Present the following data again exactly as it is shown.
───── Record excerpts
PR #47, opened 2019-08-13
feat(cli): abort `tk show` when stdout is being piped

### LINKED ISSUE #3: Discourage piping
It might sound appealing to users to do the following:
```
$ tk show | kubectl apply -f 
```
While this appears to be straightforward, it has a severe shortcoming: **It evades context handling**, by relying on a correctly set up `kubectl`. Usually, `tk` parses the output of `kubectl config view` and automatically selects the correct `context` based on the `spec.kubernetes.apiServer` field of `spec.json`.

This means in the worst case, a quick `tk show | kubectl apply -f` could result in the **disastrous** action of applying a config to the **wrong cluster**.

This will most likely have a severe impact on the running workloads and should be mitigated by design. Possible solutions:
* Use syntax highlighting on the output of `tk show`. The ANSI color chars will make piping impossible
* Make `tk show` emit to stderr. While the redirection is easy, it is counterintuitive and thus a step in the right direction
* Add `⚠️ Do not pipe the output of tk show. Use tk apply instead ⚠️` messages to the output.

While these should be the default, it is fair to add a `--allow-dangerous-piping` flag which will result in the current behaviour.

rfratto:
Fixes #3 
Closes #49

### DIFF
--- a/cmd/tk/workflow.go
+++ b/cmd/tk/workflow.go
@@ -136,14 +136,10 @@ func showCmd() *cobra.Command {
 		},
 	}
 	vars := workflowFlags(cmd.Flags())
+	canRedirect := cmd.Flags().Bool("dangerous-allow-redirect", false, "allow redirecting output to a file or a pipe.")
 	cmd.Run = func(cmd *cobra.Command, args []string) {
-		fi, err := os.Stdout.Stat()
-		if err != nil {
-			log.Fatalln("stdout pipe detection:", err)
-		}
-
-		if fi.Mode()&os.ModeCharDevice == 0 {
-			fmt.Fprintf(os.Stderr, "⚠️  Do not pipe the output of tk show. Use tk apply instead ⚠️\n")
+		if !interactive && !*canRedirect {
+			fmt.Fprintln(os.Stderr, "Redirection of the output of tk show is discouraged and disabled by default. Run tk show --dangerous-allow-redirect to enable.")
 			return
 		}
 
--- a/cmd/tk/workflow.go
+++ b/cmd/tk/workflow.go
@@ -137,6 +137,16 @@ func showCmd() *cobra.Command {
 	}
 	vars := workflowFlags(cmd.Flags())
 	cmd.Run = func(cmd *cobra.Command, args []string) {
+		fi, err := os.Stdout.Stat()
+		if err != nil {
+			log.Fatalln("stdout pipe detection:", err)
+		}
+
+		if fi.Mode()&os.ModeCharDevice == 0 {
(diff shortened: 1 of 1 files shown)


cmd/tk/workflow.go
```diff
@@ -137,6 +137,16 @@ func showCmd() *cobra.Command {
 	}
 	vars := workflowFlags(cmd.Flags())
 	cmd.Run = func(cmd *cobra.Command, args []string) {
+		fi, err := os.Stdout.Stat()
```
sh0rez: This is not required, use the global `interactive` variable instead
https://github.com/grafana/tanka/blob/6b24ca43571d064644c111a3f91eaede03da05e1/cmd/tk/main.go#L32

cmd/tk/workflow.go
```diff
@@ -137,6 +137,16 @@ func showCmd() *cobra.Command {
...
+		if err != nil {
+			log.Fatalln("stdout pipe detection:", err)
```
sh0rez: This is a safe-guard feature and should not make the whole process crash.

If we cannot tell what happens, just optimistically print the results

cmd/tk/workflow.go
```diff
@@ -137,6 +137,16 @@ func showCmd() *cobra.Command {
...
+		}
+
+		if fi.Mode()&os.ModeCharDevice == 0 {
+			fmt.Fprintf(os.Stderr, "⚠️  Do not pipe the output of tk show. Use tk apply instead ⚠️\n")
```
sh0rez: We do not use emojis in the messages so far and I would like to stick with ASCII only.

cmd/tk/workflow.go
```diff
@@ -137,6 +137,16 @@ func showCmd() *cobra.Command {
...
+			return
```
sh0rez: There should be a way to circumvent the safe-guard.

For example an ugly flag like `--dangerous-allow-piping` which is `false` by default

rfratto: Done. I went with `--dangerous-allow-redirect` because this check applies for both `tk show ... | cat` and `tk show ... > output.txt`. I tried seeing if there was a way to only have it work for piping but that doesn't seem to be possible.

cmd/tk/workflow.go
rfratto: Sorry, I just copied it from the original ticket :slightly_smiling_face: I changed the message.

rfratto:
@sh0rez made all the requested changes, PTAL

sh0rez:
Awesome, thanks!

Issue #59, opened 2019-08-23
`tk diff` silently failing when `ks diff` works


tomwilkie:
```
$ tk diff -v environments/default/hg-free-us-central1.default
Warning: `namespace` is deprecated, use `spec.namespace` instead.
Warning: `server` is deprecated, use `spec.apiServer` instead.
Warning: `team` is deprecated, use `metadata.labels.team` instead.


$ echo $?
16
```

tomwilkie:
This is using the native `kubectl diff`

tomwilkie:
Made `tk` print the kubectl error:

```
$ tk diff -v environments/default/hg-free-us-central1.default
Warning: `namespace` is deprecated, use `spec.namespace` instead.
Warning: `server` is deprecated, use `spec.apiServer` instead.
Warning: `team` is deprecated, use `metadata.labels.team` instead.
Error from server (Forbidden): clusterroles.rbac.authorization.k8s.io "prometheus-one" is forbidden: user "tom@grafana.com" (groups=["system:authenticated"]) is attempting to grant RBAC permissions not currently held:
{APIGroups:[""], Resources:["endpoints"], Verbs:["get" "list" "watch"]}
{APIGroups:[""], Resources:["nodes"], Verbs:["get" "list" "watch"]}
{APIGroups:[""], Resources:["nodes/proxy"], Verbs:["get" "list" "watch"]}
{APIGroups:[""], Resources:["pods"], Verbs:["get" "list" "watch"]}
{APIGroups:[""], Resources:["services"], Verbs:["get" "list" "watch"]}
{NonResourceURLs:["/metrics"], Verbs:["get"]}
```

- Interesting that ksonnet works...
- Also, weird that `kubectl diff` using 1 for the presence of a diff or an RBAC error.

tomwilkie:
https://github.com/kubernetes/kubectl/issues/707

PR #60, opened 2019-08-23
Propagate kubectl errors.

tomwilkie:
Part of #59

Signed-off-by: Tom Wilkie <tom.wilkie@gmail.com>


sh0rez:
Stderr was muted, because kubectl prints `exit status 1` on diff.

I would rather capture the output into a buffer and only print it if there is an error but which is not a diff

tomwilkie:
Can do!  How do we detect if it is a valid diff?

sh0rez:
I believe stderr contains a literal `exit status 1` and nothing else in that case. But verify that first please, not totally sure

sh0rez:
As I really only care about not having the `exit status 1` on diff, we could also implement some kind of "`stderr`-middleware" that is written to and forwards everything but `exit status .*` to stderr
──────────
▶ Answer for the task:
PR #47, opened 2019-08-13
feat(cli): abort `tk show` when stdout is being piped

### LINKED ISSUE #3: Discourage piping
It might sound appealing to users to do the following:
```
$ tk show | kubectl apply -f 
```
While this appears to be straightforward, it has a severe shortcoming: **It evades context handling**, by relying on a correctly set up `kubectl`. Usually, `tk` parses the output of `kubectl config view` and automatically selects the correct `context` based on the `spec.kubernetes.apiServer` field of `spec.json`.

This means in the worst case, a quick `tk show | kubectl apply -f` could result in the **disastrous** action of applying a config to the **wrong cluster**.

This will most likely have a severe impact on the running workloads and should be mitigated by design. Possible solutions:
* Use syntax highlighting on the output of `tk show`. The ANSI color chars will make piping impossible
* Make `tk show` emit to stderr. While the redirection is easy, it is counterintuitive and thus a step in the right direction
* Add `⚠️ Do not pipe the output of tk show. Use tk apply instead ⚠️` messages to the output.

While these should be the default, it is fair to add a `--allow-dangerous-piping` flag which will result in the current behaviour.

rfratto:
Fixes #3 
Closes #49

### DIFF
--- a/cmd/tk/workflow.go
+++ b/cmd/tk/workflow.go
@@ -136,14 +136,10 @@ func showCmd() *cobra.Command {
 		},
 	}
 	vars := workflowFlags(cmd.Flags())
+	canRedirect := cmd.Flags().Bool("dangerous-allow-redirect", false, "allow redirecting output to a file or a pipe.")
 	cmd.Run = func(cmd *cobra.Command, args []string) {
-		fi, err := os.Stdout.Stat()
-		if err != nil {
-			log.Fatalln("stdout pipe detection:", err)
-		}
-
-		if fi.Mode()&os.ModeCharDevice == 0 {
-			fmt.Fprintf(os.Stderr, "⚠️  Do not pipe the output of tk show. Use tk apply instead ⚠️\n")
+		if !interactive && !*canRedirect {
+			fmt.Fprintln(os.Stderr, "Redirection of the output of tk show is discouraged and disabled by default. Run tk show --dangerous-allow-redirect to enable.")
 			return
 		}
 
--- a/cmd/tk/workflow.go
+++ b/cmd/tk/workflow.go
@@ -137,6 +137,16 @@ func showCmd() *cobra.Command {
 	}
 	vars := workflowFlags(cmd.Flags())
 	cmd.Run = func(cmd *cobra.Command, args []string) {
+		fi, err := os.Stdout.Stat()
+		if err != nil {
+			log.Fatalln("stdout pipe detection:", err)
+		}
+
+		if fi.Mode()&os.ModeCharDevice == 0 {
(diff shortened: 1 of 1 files shown)


cmd/tk/workflow.go
```diff
@@ -137,6 +137,16 @@ func showCmd() *cobra.Command {
 	}
 	vars := workflowFlags(cmd.Flags())
 	cmd.Run = func(cmd *cobra.Command, args []string) {
+		fi, err := os.Stdout.Stat()
```
sh0rez: This is not required, use the global `interactive` variable instead
https://github.com/grafana/tanka/blob/6b24ca43571d064644c111a3f91eaede03da05e1/cmd/tk/main.go#L32

cmd/tk/workflow.go
```diff
@@ -137,6 +137,16 @@ func showCmd() *cobra.Command {
...
+		if err != nil {
+			log.Fatalln("stdout pipe detection:", err)
```
sh0rez: This is a safe-guard feature and should not make the whole process crash.

If we cannot tell what happens, just optimistically print the results

cmd/tk/workflow.go
```diff
@@ -137,6 +137,16 @@ func showCmd() *cobra.Command {
...
+		}
+
+		if fi.Mode()&os.ModeCharDevice == 0 {
+			fmt.Fprintf(os.Stderr, "⚠️  Do not pipe the output of tk show. Use tk apply instead ⚠️\n")
```
sh0rez: We do not use emojis in the messages so far and I would like to stick with ASCII only.

cmd/tk/workflow.go
```diff
@@ -137,6 +137,16 @@ func showCmd() *cobra.Command {
...
+			return
```
sh0rez: There should be a way to circumvent the safe-guard.

For example an ugly flag like `--dangerous-allow-piping` which is `false` by default

rfratto: Done. I went with `--dangerous-allow-redirect` because this check applies for both `tk show ... | cat` and `tk show ... > output.txt`. I tried seeing if there was a way to only have it work for piping but that doesn't seem to be possible.

cmd/tk/workflow.go
rfratto: Sorry, I just copied it from the original ticket :slightly_smiling_face: I changed the message.

rfratto:
@sh0rez made all the requested changes, PTAL

sh0rez:
Awesome, thanks!

Issue #59, opened 2019-08-23
`tk diff` silently failing when `ks diff` works


tomwilkie:
```
$ tk diff -v environments/default/hg-free-us-central1.default
Warning: `namespace` is deprecated, use `spec.namespace` instead.
Warning: `server` is deprecated, use `spec.apiServer` instead.
Warning: `team` is deprecated, use `metadata.labels.team` instead.


$ echo $?
16
```

tomwilkie:
This is using the native `kubectl diff`

tomwilkie:
Made `tk` print the kubectl error:

```
$ tk diff -v environments/default/hg-free-us-central1.default
Warning: `namespace` is deprecated, use `spec.namespace` instead.
Warning: `server` is deprecated, use `spec.apiServer` instead.
Warning: `team` is deprecated, use `metadata.labels.team` instead.
Error from server (Forbidden): clusterroles.rbac.authorization.k8s.io "prometheus-one" is forbidden: user "tom@grafana.com" (groups=["system:authenticated"]) is attempting to grant RBAC permissions not currently held:
{APIGroups:[""], Resources:["endpoints"], Verbs:["get" "list" "watch"]}
{APIGroups:[""], Resources:["nodes"], Verbs:["get" "list" "watch"]}
{APIGroups:[""], Resources:["nodes/proxy"], Verbs:["get" "list" "watch"]}
{APIGroups:[""], Resources:["pods"], Verbs:["get" "list" "watch"]}
{APIGroups:[""], Resources:["services"], Verbs:["get" "list" "watch"]}
{NonResourceURLs:["/metrics"], Verbs:["get"]}
```

- Interesting that ksonnet works...
- Also, weird that `kubectl diff` using 1 for the presence of a diff or an RBAC error.

tomwilkie:
https://github.com/kubernetes/kubectl/issues/707

PR #60, opened 2019-08-23
Propagate kubectl errors.

tomwilkie:
Part of #59

Signed-off-by: Tom Wilkie <tom.wilkie@gmail.com>


sh0rez:
Stderr was muted, because kubectl prints `exit status 1` on diff.

I would rather capture the output into a buffer and only print it if there is an error but which is not a diff

tomwilkie:
Can do!  How do we detect if it is a valid diff?

sh0rez:
I believe stderr contains a literal `exit status 1` and nothing else in that case. But verify that first please, not totally sure

sh0rez:
As I really only care about not having the `exit status 1` on diff, we could also implement some kind of "`stderr`-middleware" that is written to and forwards everything but `exit status .*` to stderr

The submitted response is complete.